[Stored data entries]
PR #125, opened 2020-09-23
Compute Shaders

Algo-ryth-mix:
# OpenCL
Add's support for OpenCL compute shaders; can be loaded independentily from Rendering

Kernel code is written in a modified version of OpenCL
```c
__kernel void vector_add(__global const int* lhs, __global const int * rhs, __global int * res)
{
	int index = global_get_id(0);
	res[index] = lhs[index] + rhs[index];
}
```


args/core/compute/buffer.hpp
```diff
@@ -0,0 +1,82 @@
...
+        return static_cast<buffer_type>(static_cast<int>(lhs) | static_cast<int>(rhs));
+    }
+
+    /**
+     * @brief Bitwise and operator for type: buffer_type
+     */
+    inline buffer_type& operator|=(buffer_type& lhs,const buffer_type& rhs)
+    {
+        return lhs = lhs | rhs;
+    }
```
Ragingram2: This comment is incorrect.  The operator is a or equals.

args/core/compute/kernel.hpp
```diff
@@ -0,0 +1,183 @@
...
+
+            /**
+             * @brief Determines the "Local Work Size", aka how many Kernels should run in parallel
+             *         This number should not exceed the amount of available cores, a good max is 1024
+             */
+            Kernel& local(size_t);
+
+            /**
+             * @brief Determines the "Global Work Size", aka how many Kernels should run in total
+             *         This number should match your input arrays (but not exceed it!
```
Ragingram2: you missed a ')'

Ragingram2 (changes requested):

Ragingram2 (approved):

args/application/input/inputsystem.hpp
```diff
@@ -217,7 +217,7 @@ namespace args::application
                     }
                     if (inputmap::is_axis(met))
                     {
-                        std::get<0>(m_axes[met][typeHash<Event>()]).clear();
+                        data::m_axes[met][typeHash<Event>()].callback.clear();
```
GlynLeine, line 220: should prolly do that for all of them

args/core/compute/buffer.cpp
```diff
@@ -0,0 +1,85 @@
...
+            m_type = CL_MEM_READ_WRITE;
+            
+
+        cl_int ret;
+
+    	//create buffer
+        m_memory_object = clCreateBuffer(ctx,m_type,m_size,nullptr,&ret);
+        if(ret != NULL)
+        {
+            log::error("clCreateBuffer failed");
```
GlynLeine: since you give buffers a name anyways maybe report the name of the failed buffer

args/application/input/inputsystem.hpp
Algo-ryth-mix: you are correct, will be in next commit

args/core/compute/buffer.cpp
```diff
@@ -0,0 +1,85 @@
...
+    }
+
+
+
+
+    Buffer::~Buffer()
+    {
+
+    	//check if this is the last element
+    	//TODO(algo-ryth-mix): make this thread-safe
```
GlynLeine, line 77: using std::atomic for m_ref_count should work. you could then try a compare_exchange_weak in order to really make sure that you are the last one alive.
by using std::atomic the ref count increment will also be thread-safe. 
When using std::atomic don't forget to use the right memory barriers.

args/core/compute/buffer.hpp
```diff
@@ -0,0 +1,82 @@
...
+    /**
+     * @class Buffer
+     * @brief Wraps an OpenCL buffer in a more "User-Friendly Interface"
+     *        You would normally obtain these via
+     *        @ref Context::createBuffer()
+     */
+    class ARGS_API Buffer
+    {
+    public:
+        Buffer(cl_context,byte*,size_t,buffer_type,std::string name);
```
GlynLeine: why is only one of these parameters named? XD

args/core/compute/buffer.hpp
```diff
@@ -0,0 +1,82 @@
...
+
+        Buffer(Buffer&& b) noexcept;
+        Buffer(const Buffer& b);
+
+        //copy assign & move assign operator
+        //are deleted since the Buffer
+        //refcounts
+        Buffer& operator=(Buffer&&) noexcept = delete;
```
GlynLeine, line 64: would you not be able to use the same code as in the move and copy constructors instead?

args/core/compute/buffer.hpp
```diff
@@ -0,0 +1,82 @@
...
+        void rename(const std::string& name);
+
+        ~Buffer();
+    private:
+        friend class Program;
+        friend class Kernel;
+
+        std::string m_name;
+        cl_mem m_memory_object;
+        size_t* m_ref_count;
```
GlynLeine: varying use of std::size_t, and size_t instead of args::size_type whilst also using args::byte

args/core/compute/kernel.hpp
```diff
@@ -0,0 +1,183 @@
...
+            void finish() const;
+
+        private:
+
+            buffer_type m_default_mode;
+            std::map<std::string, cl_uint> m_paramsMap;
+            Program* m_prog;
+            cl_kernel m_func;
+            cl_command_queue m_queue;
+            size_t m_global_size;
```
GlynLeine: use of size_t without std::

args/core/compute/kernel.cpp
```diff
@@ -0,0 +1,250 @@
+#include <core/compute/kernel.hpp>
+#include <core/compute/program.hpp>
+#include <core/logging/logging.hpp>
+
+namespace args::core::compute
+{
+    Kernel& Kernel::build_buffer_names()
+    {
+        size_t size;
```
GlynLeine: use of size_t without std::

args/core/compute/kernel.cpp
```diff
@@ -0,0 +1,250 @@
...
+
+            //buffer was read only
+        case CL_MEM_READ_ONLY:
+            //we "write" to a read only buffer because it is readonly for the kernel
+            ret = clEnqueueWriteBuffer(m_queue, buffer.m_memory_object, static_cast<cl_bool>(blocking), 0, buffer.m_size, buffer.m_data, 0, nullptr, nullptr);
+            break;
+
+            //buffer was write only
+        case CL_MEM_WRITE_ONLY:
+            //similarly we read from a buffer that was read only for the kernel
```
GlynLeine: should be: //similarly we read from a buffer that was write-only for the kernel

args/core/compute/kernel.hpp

### [Instructions for the task]
The response has to match the data exactly, line for line.

### [Result of this task]
PR #125, opened 2020-09-23
Compute Shaders

Algo-ryth-mix:
# OpenCL
Add's support for OpenCL compute shaders; can be loaded independentily from Rendering

Kernel code is written in a modified version of OpenCL
```c
__kernel void vector_add(__global const int* lhs, __global const int * rhs, __global int * res)
{
	int index = global_get_id(0);
	res[index] = lhs[index] + rhs[index];
}
```


args/core/compute/buffer.hpp
```diff
@@ -0,0 +1,82 @@
...
+        return static_cast<buffer_type>(static_cast<int>(lhs) | static_cast<int>(rhs));
+    }
+
+    /**
+     * @brief Bitwise and operator for type: buffer_type
+     */
+    inline buffer_type& operator|=(buffer_type& lhs,const buffer_type& rhs)
+    {
+        return lhs = lhs | rhs;
+    }
```
Ragingram2: This comment is incorrect.  The operator is a or equals.

args/core/compute/kernel.hpp
```diff
@@ -0,0 +1,183 @@
...
+
+            /**
+             * @brief Determines the "Local Work Size", aka how many Kernels should run in parallel
+             *         This number should not exceed the amount of available cores, a good max is 1024
+             */
+            Kernel& local(size_t);
+
+            /**
+             * @brief Determines the "Global Work Size", aka how many Kernels should run in total
+             *         This number should match your input arrays (but not exceed it!
```
Ragingram2: you missed a ')'

Ragingram2 (changes requested):

Ragingram2 (approved):

args/application/input/inputsystem.hpp
```diff
@@ -217,7 +217,7 @@ namespace args::application
                     }
                     if (inputmap::is_axis(met))
                     {
-                        std::get<0>(m_axes[met][typeHash<Event>()]).clear();
+                        data::m_axes[met][typeHash<Event>()].callback.clear();
```
GlynLeine, line 220: should prolly do that for all of them

args/core/compute/buffer.cpp
```diff
@@ -0,0 +1,85 @@
...
+            m_type = CL_MEM_READ_WRITE;
+            
+
+        cl_int ret;
+
+    	//create buffer
+        m_memory_object = clCreateBuffer(ctx,m_type,m_size,nullptr,&ret);
+        if(ret != NULL)
+        {
+            log::error("clCreateBuffer failed");
```
GlynLeine: since you give buffers a name anyways maybe report the name of the failed buffer

args/application/input/inputsystem.hpp
Algo-ryth-mix: you are correct, will be in next commit

args/core/compute/buffer.cpp
```diff
@@ -0,0 +1,85 @@
...
+    }
+
+
+
+
+    Buffer::~Buffer()
+    {
+
+    	//check if this is the last element
+    	//TODO(algo-ryth-mix): make this thread-safe
```
GlynLeine, line 77: using std::atomic for m_ref_count should work. you could then try a compare_exchange_weak in order to really make sure that you are the last one alive.
by using std::atomic the ref count increment will also be thread-safe. 
When using std::atomic don't forget to use the right memory barriers.

args/core/compute/buffer.hpp
```diff
@@ -0,0 +1,82 @@
...
+    /**
+     * @class Buffer
+     * @brief Wraps an OpenCL buffer in a more "User-Friendly Interface"
+     *        You would normally obtain these via
+     *        @ref Context::createBuffer()
+     */
+    class ARGS_API Buffer
+    {
+    public:
+        Buffer(cl_context,byte*,size_t,buffer_type,std::string name);
```
GlynLeine: why is only one of these parameters named? XD

args/core/compute/buffer.hpp
```diff
@@ -0,0 +1,82 @@
...
+
+        Buffer(Buffer&& b) noexcept;
+        Buffer(const Buffer& b);
+
+        //copy assign & move assign operator
+        //are deleted since the Buffer
+        //refcounts
+        Buffer& operator=(Buffer&&) noexcept = delete;
```
GlynLeine, line 64: would you not be able to use the same code as in the move and copy constructors instead?

args/core/compute/buffer.hpp
```diff
@@ -0,0 +1,82 @@
...
+        void rename(const std::string& name);
+
+        ~Buffer();
+    private:
+        friend class Program;
+        friend class Kernel;
+
+        std::string m_name;
+        cl_mem m_memory_object;
+        size_t* m_ref_count;
```
GlynLeine: varying use of std::size_t, and size_t instead of args::size_type whilst also using args::byte

args/core/compute/kernel.hpp
```diff
@@ -0,0 +1,183 @@
...
+            void finish() const;
+
+        private:
+
+            buffer_type m_default_mode;
+            std::map<std::string, cl_uint> m_paramsMap;
+            Program* m_prog;
+            cl_kernel m_func;
+            cl_command_queue m_queue;
+            size_t m_global_size;
```
GlynLeine: use of size_t without std::

args/core/compute/kernel.cpp
```diff
@@ -0,0 +1,250 @@
+#include <core/compute/kernel.hpp>
+#include <core/compute/program.hpp>
+#include <core/logging/logging.hpp>
+
+namespace args::core::compute
+{
+    Kernel& Kernel::build_buffer_names()
+    {
+        size_t size;
```
GlynLeine: use of size_t without std::

args/core/compute/kernel.cpp
```diff
@@ -0,0 +1,250 @@
...
+
+            //buffer was read only
+        case CL_MEM_READ_ONLY:
+            //we "write" to a read only buffer because it is readonly for the kernel
+            ret = clEnqueueWriteBuffer(m_queue, buffer.m_memory_object, static_cast<cl_bool>(blocking), 0, buffer.m_size, buffer.m_data, 0, nullptr, nullptr);
+            break;
+
+            //buffer was write only
+        case CL_MEM_WRITE_ONLY:
+            //similarly we read from a buffer that was read only for the kernel
```
GlynLeine: should be: //similarly we read from a buffer that was write-only for the kernel

args/core/compute/kernel.hpp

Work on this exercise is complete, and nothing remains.